Before you get to know the key statistical components to doing a professional poll you will at first need to understand that the original purpose of conducting such polls is to magnify the voice of the public with regards to certain issues. This means that the ultimate goal is that the same public must have confidence in the results obtained from such polls. To maintain public confidence, therefore, the following four broad statistical components are very important: the sample, the method of interviewing, the questions and method of interpreting results.
In professional polling the importance of sampling validity is immeasurable. The first step is to fully identify the sampling frame from the population that the poll seeks to represent.
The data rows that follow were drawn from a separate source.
PR #2101, opened 2020-02-06
add inner/left/right/outer/semi/anti/cross-join

### LINKED ISSUE #2092: Reconsider overloading Base.join?
`Base.join` has a clear docstring which is to join an array of strings with delimiters. This seems like a different operation than what the join on DataFrames provides. Since the operation is different, it shouldn't share the namespace (`DataFrames.join` shouldn't extend `Base.join`)

bkamins:
Fixes #2092


bkamins:
CI failed due to an unrelated error (failure to clone Git repo), so this should be good to review. Thank you!

bkamins:
@nalimilan - if you will not have any comments on this I will review it again and want to merge it in a few days. Thank you!

src/abstractdataframe/join.jl
```diff
@@ -430,23 +345,622 @@ function Base.join(df1::AbstractDataFrame, df2::AbstractDataFrame;
...
-    join(join(df1, df2, on=on, kind=kind, makeunique=makeunique, validate=validate),
-         dfs..., on=on, kind=kind, makeunique=makeunique, validate=validate)
-end
+"""
+    innerjoin(df1, df2; on = Symbol[], makeunique = false,
+              indicator = nothing, validate = (false, false))
+    innerjoin(df1, df2, dfs...; on = Symbol[], makeunique = false,
+              validate = (false, false))
+
+Inner join two or more data frame objects and return a `DataFrame` containing
```
nalimilan: Can you explain what an inner join is? The `join` docstring defined each kind. Same for other kinds.

Also I'm not sure whether "to inner join" is a real verb. :-) Maybe "Perform an inner join"?

src/abstractdataframe/join.jl
```diff
@@ -430,23 +345,622 @@ function Base.join(df1::AbstractDataFrame, df2::AbstractDataFrame;
...
+  pair can be passed. It is also allowed to perform a join on multiple columns,
+  in which case a vector of column names or column name pairs can be passed
+  (mixing names and pairs is allowed). If more than two data frames are joined
+  then only a column name or a vector of column names are allowed.
+  `on` is a required argument.
+- `makeunique` : if `false` (the default), an error will be raised
+  if duplicate names are found in columns not joined on;
+  if `true`, duplicate names will be suffixed with `_i`
+  (`i` starting at 1 for the first duplicate).
+- `indicator` : Default: `nothing`. If a `Symbol`, adds categorical indicator
```
nalimilan: This doesn't make a lot of sense here, right (since rows must appear in both inputs)? Maybe better remove it. For other functions, it might be worth updating the description to mention that result will never be `"left_only"`/`"right_only"`/`"both"`.

src/abstractdataframe/join.jl
```diff
@@ -430,23 +345,622 @@ function Base.join(df1::AbstractDataFrame, df2::AbstractDataFrame;
...
+julia> job2 = DataFrame(identifier = [1, 2, 4], Job = ["Lawyer", "Doctor", "Farmer"])
+3×2 DataFrame
+│ Row │ identifier │ Job    │
+│     │ Int64      │ String │
+├─────┼────────────┼────────┤
+│ 1   │ 1          │ Lawyer │
+│ 2   │ 2          │ Doctor │
+│ 3   │ 4          │ Farmer │
+
+julia> innerjoin(name, job2, on = [:ID => :identifier])
```
nalimilan: Using a vector with a single value could mislead users into thinking that a pair can only be used with a vector. Same below.
```suggestion
julia> innerjoin(name, job2, on = :ID => :identifier)
```

src/deprecated.jl
```diff
@@ -282,3 +282,70 @@ function insertcols!(df::DataFrame, col_ind::Int; makeunique::Bool=false, name_c
...
     return insertcols!(df, col_ind, makeunique=makeunique, keys(name_col)[1] => name_col[1])
 end
+
+function Base.join(df1::AbstractDataFrame, df2::AbstractDataFrame;
+                   on::Union{<:OnType, AbstractVector} = Symbol[],
+                   kind::Symbol = :inner, makeunique::Bool=false,
+                   indicator::Union{Nothing, Symbol} = nothing,
+                   validate::Union{Pair{Bool, Bool}, Tuple{Bool, Bool}}=(false, false))
+    if kind == :inner
+        Base.depwarn("inner joining data frames using join is deprecated, use " *
```
nalimilan: Why not show the exact syntax (even if it's verbose)?

src/abstractdataframe/join.jl
nalimilan: Actually, it could make sense to have a list of all possible joins pointing to other functions (like the one we currently have in `?join`). For example that's what dplyr does (since it follows the classic R tradition of documenting multiple methods in a single docstring).

docs/src/man/joins.md
```diff
@@ -36,21 +36,25 @@ julia> join(people, jobs, on = :ID)
...
--   Inner: The output contains rows for values of the key that exist in both the first (left) and second (right) arguments to `join`.
--   Left: The output contains rows for values of the key that exist in the first (left) argument to `join`, whether or not that value exists in the second (right) argument.
--   Right: The output contains rows for values of the key that exist in the second (right) argument to `join`, whether or not that value exists in the first (left) argument.
--   Outer: The output contains rows for values of the key that exist in the first (left) or second (right) argument to `join`.
--   Semi: Like an inner join, but output is restricted to columns from the first (left) argument to `join`.
--   Anti: The output contains rows for values of the key that exist in the first (left) but not the second (right) argument to `join`. As with semi joins, output is restricted to columns from the first (left) argument.
--   Cross: The output is the cartesian product of rows from the first (left) and second (right) arguments to `join`.
+-   Inner: The output contains rows for values of the key that exist in both the first (left) and second (right) arguments to `innerjoin`.
```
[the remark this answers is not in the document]
bkamins: Updated. I have also updated the descriptions to reflect the fact that some joins accept more than two tables.

src/abstractdataframe/join.jl
bkamins: 1. For each join I have added a one sentence description what it does (a bit more precise than we had before).
2. Changed to `"Perform ..."` style.
3. Added `See also` section for each docstring

src/abstractdataframe/join.jl
bkamins: Indeed. I have cleaned such issues in other places. Actually I will remove it here and also for `antijoin` and `semijoin` where it currently even errors.

It seems that the idea to split the functions was good, as it simplifies thinking about their contract (and things that slipped through can be caught).

src/abstractdataframe/join.jl
```diff
@@ -430,23 +345,622 @@ function Base.join(df1::AbstractDataFrame, df2::AbstractDataFrame;
...
+julia> job2 = DataFrame(identifier = [1, 2, 4], Job = ["Lawyer", "Doctor", "Farmer"])
+3×2 DataFrame
+│ Row │ identifier │ Job    │
+│     │ Int64      │ String │
+├─────┼────────────┼────────┤
+│ 1   │ 1          │ Lawyer │
+│ 2   │ 2          │ Doctor │
+│ 3   │ 4          │ Farmer │
+
+julia> innerjoin(name, job2, on = :ID => :identifier)
```
bkamins: Yes - I was thinking what would be the best approach. I will add a comment that the vector can be used.

src/deprecated.jl
bkamins: OK - added

bkamins:
Thank you for the comments. Apart from the suggested changes I have improved the description of `validate` keyword argument for the case when more than two data frames are joined.

bkamins:
CI went down due to large deprecation of `join` in deprecated.jl.

src/abstractdataframe/join.jl
```diff
@@ -631,8 +660,8 @@ rightjoin(df1::AbstractDataFrame, df2::AbstractDataFrame;
     outerjoin(df1, df2, dfs...; on = Symbol[], kind = :inner, makeunique = false,
               validate = (false, false))
 
-Outer join two or more data frame objects and return a `DataFrame` containing
-the result.
+Perfrom an outer join two or more data frame objects and return a `DataFrame` containing
```
nalimilan:
```suggestion
Perform an outer join two or more data frame objects and return a `DataFrame` containing
```

src/abstractdataframe/join.jl
```diff
@@ -347,12 +347,12 @@ end
...
 """
     innerjoin(df1, df2; on = Symbol[], makeunique = false,
-              indicator = nothing, validate = (false, false))
+              validate = (false, false))
     innerjoin(df1, df2, dfs...; on = Symbol[], makeunique = false,
               validate = (false, false))
 
-Inner join two or more data frame objects and return a `DataFrame` containing
-the result.
+Perform an inner join two or more data frame objects and return a `DataFrame` containing
```
nalimilan:
```suggestion
Perform an inner join of two or more data frame objects and return a `DataFrame` containing
```
Or maybe "on"? Same elsewhere.

src/abstractdataframe/join.jl
```diff
@@ -347,12 +347,12 @@ end
...
+the result. Only include rows with keys that match in all passed data frames.
```
nalimilan: Written like this, it's not obvious that it's the definition an inner join. Maybe say "An inner join includes..." Same for other kinds.

docs/src/man/joins.md
```diff
@@ -39,18 +39,18 @@ julia> innerjoin(people, jobs, on = :ID)
 In relational database theory, this operation is generally referred to as a join.
 The columns used to determine which rows should be combined during a join are called keys.
 
-There are seven kinds of joins supported by the DataFrames package:
+There are seven kinds of joins supported by the following functions in DataFrames.jl package:
```
nalimilan: While we're at it, this sentence was weird:
```suggestion
The following functions are provided to perform seven kinds of joins:
```

src/abstractdataframe/join.jl
bkamins: ok - all suggestions applied

src/abstractdataframe/join.jl
```diff
@@ -556,8 +556,8 @@ leftjoin(df1::AbstractDataFrame, df2::AbstractDataFrame;
     rightjoin(df1, df2; on = Symbol[], makeunique = false,
               indicator = nothing, validate = (false, false))
 
-Perform a right join two or more data frame objects and return a `DataFrame` containing
-the result. Include all rows from `df2`.
+Perform a right join on twodata frame objects and return a `DataFrame` containing
```
nalimilan:
```suggestion
Perform a right join on two data frame objects and return a `DataFrame` containing
```

src/abstractdataframe/join.jl
```diff
@@ -777,8 +777,8 @@ outerjoin(df1::AbstractDataFrame, df2::AbstractDataFrame, dfs::AbstractDataFrame
 """
     semijoin(df1, df2; on = Symbol[], makeunique = false, validate = (false, false))
 
-Perform a semi join two or more data frame objects and return a `DataFrame` containing
-the result. Return a subset of rows of `df1` that match with the keys in `df2`.
+Perform a semi join of two data frame objects and return a `DataFrame` containing the result.
+A semi join returns a subset of rows of `df1` that match with the keys in `df2`.
```
nalimilan:
```suggestion
A semi join returns the subset of rows of `df1` that match with the keys in `df2`.
```

src/abstractdataframe/join.jl
```diff
@@ -872,8 +872,8 @@ semijoin(df1::AbstractDataFrame, df2::AbstractDataFrame;
 """
     antijoin(df1, df2; on = Symbol[], makeunique = false, validate = (false, false))
 
-Perform an anti join two or more data frame objects and return a `DataFrame` containing
-the result. Return a subset of rows of `df1` that do not match with the keys in `df2`.
+Perform an anti join of two data frame objects and return a `DataFrame` containing the result.
+An anti join returns a subset of rows of `df1` that do not match with the keys in `df2`.
```
nalimilan:
```suggestion
An anti join returns the subset of rows of `df1` that do not match with the keys in `df2`.
```

bkamins:
Thank you for working on this. I applied the changes.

This is followed by a random selection of a small percentage from within the sampling frame to represent the entire population targeted by that poll. Random here implies that everyone has an equal chance to be selected and this can only be achieved if the method chosen to identify individuals to be interviewed is free of bias. Even though Statistics postulates that the actual number of people interviewed for a given sample is less important than the soundness of ‘ randomness’ employed in the process, you still need to balance the economic cost of sample sizes with the desired level of accuracy required. Accuracy of plus or minus three percentage points margin of error is the acceptable level for professional polls.
Once the individual to be interviewed has been identified it is important not to change the selected person so as to eliminate possibility of bias. In the case of telephone sampling this would involve performing call-backs until such a time that selected individual is available. However, more importantly for the interview is the wording of the questions and the order in which they are set to be answered. Crafting fair and objective questions requires extensive knowledge of public opinion, care and discipline. To achieve this it is good practice to have exact wording of a question held constant from year to year to analyze trends and also to have multiple questions to help put the research within a certain context. These two practices come in handy when interpreting the poll results. Finally, for accountability purposes the polling company needs to make its data available to the public domain for any interested parties to draw their own conclusions about what the survey data means and to assess whether the poll was conducted in a professional manner.
The New York Times poll on the proposed immigration law used a sample size of 1, 079 adults which statistically would give us the acceptable margin of error of plus or minus three percentage points. The New York Times tells us that respondents were selected randomly from the adults within households that were selected from a list that exceeded 69, 000 active residential exchanges across the United States (para 2), that included listed and unlisted numbers (para 3) and was supplemented by cell phone numbers (para 4). It is clear that the pollsters took great effort in seeking to maintain a random sampling technique. We are also informed how they sought to ensure regional representation of their target population in the survey through the selection of the residential exchanges used. We therefore find the technique used to come up with the respondents to be in tandem with the industry standards. We also find the sample size of more than 1, 000 to be appropriate because it gives us a margin of error that is appropriate for such surveys.
However, we are not able to give a complete critical analysis of the poll with regards to the interviewing technique, wording of the questions and question order because we are not provided with that information. This would be vital for the critique because question wording and ordering are great sources of bias and error in surveys nowadays. Therefore, we cannot unequivocally give the New York Times poll a clean bill of health.
Works Cited
“ How the Poll Was Conducted”. The New York Times. 3 May 2010. Web. 16 May 2010.